All of the Animal Crossing community groups (each with hundreds and thousands of members) I’ve joined have been nothing but kind and supportive, and it sort of gives me hope. If only the world can come together to solve this problem like we do in AC:NH, I think we’d have won this war. But I digress. At least, AC:NH is helping me to have faith in the goodness of people by showing me that not everyone is out to get me. Most players don’t play for the sake of bells and other rewards; they want to love and be loved in return.
Last but not least, is the non-social aspect of this social simulator: the island designing. Players can terraform the land and set down cliffs, rivers, and paths in most areas. You can set up bridges and inclines that your villagers can enjoy, too. I can terraform at 3 AM while everyone else is sleeping (animal villagers and real-life humans), and it’s alright. No island design is wrong or bad, so there’s no pressure. Whatever it looks like, Instagram-worthy or not, it’s perfect because it’s yours—a world of pure imagination.

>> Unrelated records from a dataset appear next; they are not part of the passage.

PR #4430, opened 2022-05-09
UI plugin: WC - adds dataPath

swalner-vmware:
This PR adds dataPath to the formReducer and handleValueChange() method. It allows calling components to specify where in the store their data lives.
Note that this removes a fair amount of code from WorkloadClusterUtility


raymondz1 (approved):
LGTM

miclettej (approved):

PR #4433, opened 2022-05-09
remove octant doc

kcoriordan:

Confirmed with @joshrosso awhile back that Octant doc should be removed, removing now.

Fixes: #


jpmcb (approved):
👍🏼 - Looks good to me. I'm guessing this also needs to be backported to `0.12.0`, `0.11.0` and `0.10.0`?

kcoriordan:
@jpmcb 0.12.0, 0.11.0 - yes I think so
really not sure about 0.10.0 not sure when support was removed

PR #4516, opened 2022-05-12
UI plugin: WC - error display for CC variables input

swalner-vmware:


stmcginnis (approved):
Looks fine to me from an API perspective. We won't be able to actually use this for awhile, so no way to test things out on the backend, but doesn't look like there will be any issues when that time comes.

cli/cmd/plugin/ui/web/tanzu-ui/src/views/workload-cluster/select-management-cluster.scss
```diff
@@ -7,3 +7,26 @@
 .header-mc-grid {
   background-color: #222222;
 }
+
+.cc-description-text {
+  font-size: var(--cds-global-typography-font-size-3);
+  color: var(--cds-global-color-white);
+}
+
+.cc-parent-card {
```
miclettej, line 16: I have a css class in index.scss called 'section-raised' that might be worth trying and see if you like how it looks in the context of this UI. I should probably document the usage of that class a little bit, and also open to renaming the class. If you don't like how it looks in this area of the UI, please disregard. 

I would also maybe consider moving the accordion styles to index.scss so that these styles can be consumed in other areas of the app. They could be renamed to drop the 'cc-' prefix if so.

cli/cmd/plugin/ui/web/tanzu-ui/src/shared/models/ClusterClass.ts
```diff
@@ -14,11 +15,42 @@ export interface ClusterClassVariable {
...
+    taxonomy: ClusterClassVariableType,             // field classified according to known types
+    uiClassification: CCUiClassification, // field categorized as where it belongs in the UI
+    description?: string,
+    default?: any,
+    required?: boolean,
+    possibleValues?: string[],
+    children?: CCVariable[],
+}
+
+// for some reason, eslint is reporting these enum values as unused
```
miclettej, line 38: I think this may be caused by us setting 'no-unused-vars' in the eslintConfig in package.json. Can you try changing it to '@typescript-eslint/no-unused-vars'

miclettej (approved):
Just two minor comments then good to go for me.

cli/cmd/plugin/ui/web/tanzu-ui/src/views/workload-cluster/select-management-cluster.scss
swalner-vmware: Works for me

cli/cmd/plugin/ui/web/tanzu-ui/src/shared/models/ClusterClass.ts
swalner-vmware: The `no-unused-vars` comment works as is; my "for some reason" comment is just lamenting that eslint bothers us with an unused enum

miclettej (approved):

PR #4528, opened 2022-05-13
Contour README.md updates

skriss:
Updates the Contour 1.20.1 README.md to
conform to the template.

Signed-off-by: Steve Kriss <krisss@vmware.com>

Updates the Contour 1.20.1 README.md to
conform to the template.

N/A, docs only

N/A

### DIFF
--- a/addons/packages/contour/1.20.1/README.md
+++ b/addons/packages/contour/1.20.1/README.md
@@ -1,35 +1,34 @@
-# Contour Package
+# Contour
 
 This package provides an ingress controller using [Contour](https://projectcontour.io/).
 
-## Supported Providers
-
-The following tables shows the providers this package can work with.
-
-| AWS  |  Azure  | vSphere  | Docker |
-|:---:|:---:|:---:|:---:|
-| ✅  |  ✅  | ✅  | ✅  |
-
-## Components
-
-* Contour controller
-* Envoy reverse proxy and load balancer
+This documentation provides information about the specific TCE package.
+Please visit the [TCE package management page](https://tanzucommunityedition.io/docs/package-management/) for general information about installation, removal, troubleshooting, and other topics.
 
 ## Installation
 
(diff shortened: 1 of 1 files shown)


addons/packages/contour/1.20.1/README.md
```diff
@@ -48,11 +47,116 @@ The following tables shows the providers this package can work with.
...
+
+An example of the data values file looks like:
+
+```yaml
+namespace: my-custom-contour-namespace
+contour:
+  replicas: 3
+envoy:
+  logLevel: debug
+```
```
skriss, line 150: This section seems pretty redundant given other content, personally I would drop it but it's in the template so I have it here for now.

addons/packages/contour/1.20.1/README.md
```diff
@@ -48,11 +47,116 @@ The following tables shows the providers this package can work with.
...
+
+## Package Limitations
+
+- Not all Contour command-line flags can be customized via data values file. For example, Contour's `--ingress-class-name` flag cannot be specified.
+- The package only supports installing Envoy as a DaemonSet.
```
skriss, line 155: Perhaps move this below "Usage Example"? I have it here since that's how it's ordered in the template.

sunjayBhatia (approved):
LGTM, but yeah agree about the redundant bits

addons/packages/contour/1.20.1/README.md
LappleApple: Hey @skriss, totally cool to say "see other sections in this documentation" or the like to avoid redundancies while keeping the section for consistency/in case users look for it.

skriss: Alright, I think as-is is OK then since it links to the prev section for details and includes a brief example.

skriss:
@LappleApple any other feedback from your side, or is this good to merge?

LappleApple:
@skriss All sections are there, looks good. Thanks for doing this so quickly.

PR #4567, opened 2022-05-19
Fix auto merge part 5

davidvonthenen:

I think I finally (maybe) figured this out. Turns out the dependabot has it's own different set of secrets. Added one in the last attempt, but don't need this explicit login though which is causing the failure.

NA

NA

NA


stmcginnis (approved):
Try try again. ;)

PR #945, opened 2020-10-28
fix: lazily creating a tempdir in NativeLoader

ocworld:
When predicting with a lightgbm model, there are so many lightgbm's so files on runtime.
It made failure on allocating memory on tmpfs in my application.

So, I tried to use java.library.path that has already "so" files.
When trying this approach, I found that it is possible to create so many /tmp/mml-nativesXXXX directories. Though, copied "so" files were not used.

Therefore, this pr is created to create lazily tempdir in NativeLoader to using getOrCreateTempDir() instead of making it in class's initializer.


mhamilton723:
ocworld thanks for making this PR I’ve seen some similiar things happen because the jvm exits abruptly. Perhaps another way to help this problem is to postfix the temp die with the MMLSpark version instead of a random string so at most one of these is made per version. This might also affect @eisber too right?

eisber:
not sure I get the change. The class initializer is run, but the extract not?
Apart from that the change looks functionality equivalent.

imatiach-msft (approved):

ocworld:
Because of many changes on master for a year, It is hard to merge. So, I'll create new pr based on the current master after this pr is closed.

PR #955, opened 2020-11-17
fix: Fix processing sparse vector size for getFeatureShaps

alexandrseverinov:
Currently `getFeatureShaps` does not work neither on dense vectors nor sparse ones.
For dense vectors `getDenseFeatureShaps` is not implemented.
But for sparse vectors error comes earlier: `vector.size` is `int` and should be passed further as it is.
This pull request fixes the error with processing field `size` of sparse vectors


mhamilton723:
Thank you @alexandrseverinov

PR #982, opened 2021-01-31
fix: Recommender Patch for Spark 3 Update

dciborow:
Fixing some bugs that popped up with Spark 3.


dciborow:
ready to be squashed
--

mhamilton723 (approved):

PR #994, opened 2021-03-01
fix: cleanup python tests

dciborow:


src/main/python/setup.py
```diff
@@ -6,46 +6,41 @@
...
-
     classifiers=[
         "Development Status :: 3 - Alpha",
         "Intended Audience :: Developers",
         "Intended Audience :: Data Scientists",
         "Topic :: Software Development :: Datascience Tools",
         "License :: OSI Approved :: MIT License",
         "Programming Language :: Python :: 2",
-        "Programming Language :: Python :: 3"
+        "Programming Language :: Python :: 3",
```
dciborow, line 42: i ran "Black" on this file. It is a python auto-formatter that helps standardize some styling like use of ".

mhamilton723 (approved):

While I like to look at pegs and YouTube videos for design ideas, in the end, I made my island the way I feel it should look; the river is heart-shaped because I love Kingdom Hearts. The tasks of designing can be tedious and repetitive, but it has a calming effect. When life gets overwhelming, I retreat into my island and let my dreams take shape.
I’ve felt numb for a long time because my travel goals have been put on hold, with my real-life flights cancelled. But nothing is stopping me from crafting my ideal vacation and traveling to beautiful islands all over the world in AC:NH.
The game passes time like in real life. Every day offers something new. Whether it’s a new fossil waiting to be unearthed, funny sushi clothes at the Able Sisters, or turnip prices skyrocketing at Nook’s Cranny, I’m excited to discover what tomorrow will bring. This is a safe space where I can be myself, surrounded by warm and fun-loving characters.
Thank you Animal Crossing: New Horizons, and the community for helping me cope and for bringing us a bit of hope in these dark, dark times.